[Dataset entries]
PR #388, opened 2021-05-12
feat: drop ingress for tekton dashboard

### LINKED ISSUE #378: Tekton dashboard should be either not accessible or password protected
If people are deploying Epinio in production, we should not expose more services than we need to the public.

The Tekton dashboard is accessible to anybody without a password (Unless #376 changes that).

If we decide we want the dashboard to be available, we should make sure it's password protected and served over tls.

If we don't need it, we should not deploy it at all.

andreas-kupries:
Fixes #378

dashboard not needed by users, nor devs
keep private


jimmykarily:
I rebased on top of main and added  a commit to completely remove the dashboard installation.

jimmykarily (approved):

jimmykarily (approved):

PR #390, opened 2021-05-12
feat: remove remaining irrelevant client side org checks

### LINKED ISSUE #389: Remove client side `ensureGoodOrg`. Should all be server side now
We should remove the calls to `ensureGoodOrg` in the client.
These validations should by now all be done server side.

andreas-kupries:
Fixes #389

### DIFF
--- a/internal/cli/clients/client.go
+++ b/internal/cli/clients/client.go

__What you will do__. Would you report every line of the entries above containing the word "dashboard"?

__Result__.
feat: drop ingress for tekton dashboard
### LINKED ISSUE #378: Tekton dashboard should be either not accessible or password protected
The Tekton dashboard is accessible to anybody without a password (Unless #376 changes that).
If we decide we want the dashboard to be available, we should make sure it's password protected and served over tls.
dashboard not needed by users, nor devs
I rebased on top of main and added  a commit to completely remove the dashboard installation.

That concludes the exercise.